• PROVIDED RECORDS
PR #8438, opened 2026-04-23
fix(ios): support Cordova plugins with Package.swift

jcesarmobile:
If the Cordova plugin already has a Package.swift, point to that file instead of generating a new one, but patching the repository url and version to point to the Capacitor one, also, in that case, don't copy the plugin files to `capacitor-cordova-ios-plugins` folder since it will be using the ones in `node_modules`

Also fixes an issue where the plugin files were copied to `capacitor-cordova-ios-plugins/sourcesstatic/pluginName` but the `Package.swift` was being generated, and pointed to `capacitor-cordova-ios-plugins/sources/pluginName` and failed to link the plugin since it had no files. The `sourcesstatic` folder is only needed for some CocoaPods plugins, not when using SPM.

### DIFF
--- a/cli/src/util/spm.ts
+++ b/cli/src/util/spm.ts
@@ -11,7 +11,7 @@ import { fatal } from '../errors';
 import { getMajoriOSVersion } from '../ios/common';
 import { logger } from '../log';
 import type { Plugin } from '../plugin';
-import { getPluginType, PluginType } from '../plugin';
+import { getPluginPlatform, getPluginType, PluginType } from '../plugin';
 import { runCommand } from '../util/subprocess';
 
 export interface SwiftPlugin {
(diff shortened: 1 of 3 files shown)


cli/src/util/spm.ts
OS-pedrogustavobilro, line 65: Wondering if this needs to be changed as well, right now testing on an app that contains a Cordova Plugin with `Package.swift`, we get `⠙ update ios [warn] Some installed packages are not compatable with SPM` (also there's a typo on "compatable")

OS-pedrogustavobilro (commented):
I'm still running more tests with different apps and combinations of plugins, but had noticed this here and just asking to see if it's relevant.

cli/src/util/spm.ts
jcesarmobile: The `checkPluginsForPackageSwift` only checks Capacitor plugins, so it's unrelated to the PR changes, but yeah, there is a bug there that should be fixed and the typo too (in a separate PR). It should check for `iOSCapacitorPlugins.length` instead of `plugins.length` as the later includes Cordova plugins, and the messages should be more clear about being Capacitor plugins.

Or alternatively, we might want to check Cordova plugins with `Package.swift` too, but since we patch the ones without a `Package.swift`, the message could still be confusing as most would still work even if they don't have a `Package.swift`. The `Package.swift` is not a requirement for Cordova plugins, while it is for Capacitor plugins.

OS-pedrogustavobilro: > there is a bug there that should be fixed and the typo too (in a separate PR)

Right, fair enough, I was under the impression it could include Cordova Plugins, but then yeah I'd say for now the simpler thing would be to fix it in a separate PR to apply only to Capacitor, and if we need to apply it for Cordova Plugins as well we can re-evaluate. Anywho, I'll resolve this comment since for this PR it won't require changes.

OS-pedrogustavobilro (approved):
Tested on a few different apps with different plugins (Capacitor, Cordova with Package.swift, Cordova without Package.swift and without any dependencies), it's working good!

OS-ruimoreiramendes (approved):

PR #8443, opened 2026-04-27
fix(cli): handle Cordova plugins without iOS source files

OS-ruimoreiramendes:
- Fix `getPluginPlatform` to return `undefined` instead of `[]` when a plugin has no `<platform>` tags
- Skip `Package.swift` generation for Cordova plugins with `<platform name="ios">` but no source files
- Skip adding those plugins to the generated `CapApp-SPM/Package.swift`

Reference: https://outsystemsrd.atlassian.net/browse/RMET-5159

**Tests**
Validated with three dummy plugins:
`test-plugin-no-platform`: no `<platform>` tags -> correctly skipped as incompatible
`test-plugin-no-sources`: `<platform name="ios">` with only <config-file> entries -> sync completes, config still processed
`test-plugin-with-sources`: `<platform name="ios">` with source files -> continues to work normally

### DIFF
--- a/cli/src/util/spm.ts
+++ b/cli/src/util/spm.ts
@@ -156,21 +156,20 @@ let package = Package(
                 .product(name: "Cordova", package: "capacitor-swift-pm")`;
 
   for (const plugin of plugins) {
+    let pluginText = `,\n                .product(name: "${plugin.ios?.name}", package: "${plugin.ios?.name}")`;
     if (getPluginType(plugin, config.ios.name) === PluginType.Cordova) {
       const platformTag = getPluginPlatform(plugin, config.ios.name);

• WHAT YOU WILL DO
Filter the records for lines holding the string "apps". Copy each one.

• ANSWER SPACE
I'm still running more tests with different apps and combinations of plugins, but had noticed this here and just asking to see if it's relevant.
Tested on a few different apps with different plugins (Capacitor, Cordova with Package.swift, Cordova without Package.swift and without any dependencies), it's working good!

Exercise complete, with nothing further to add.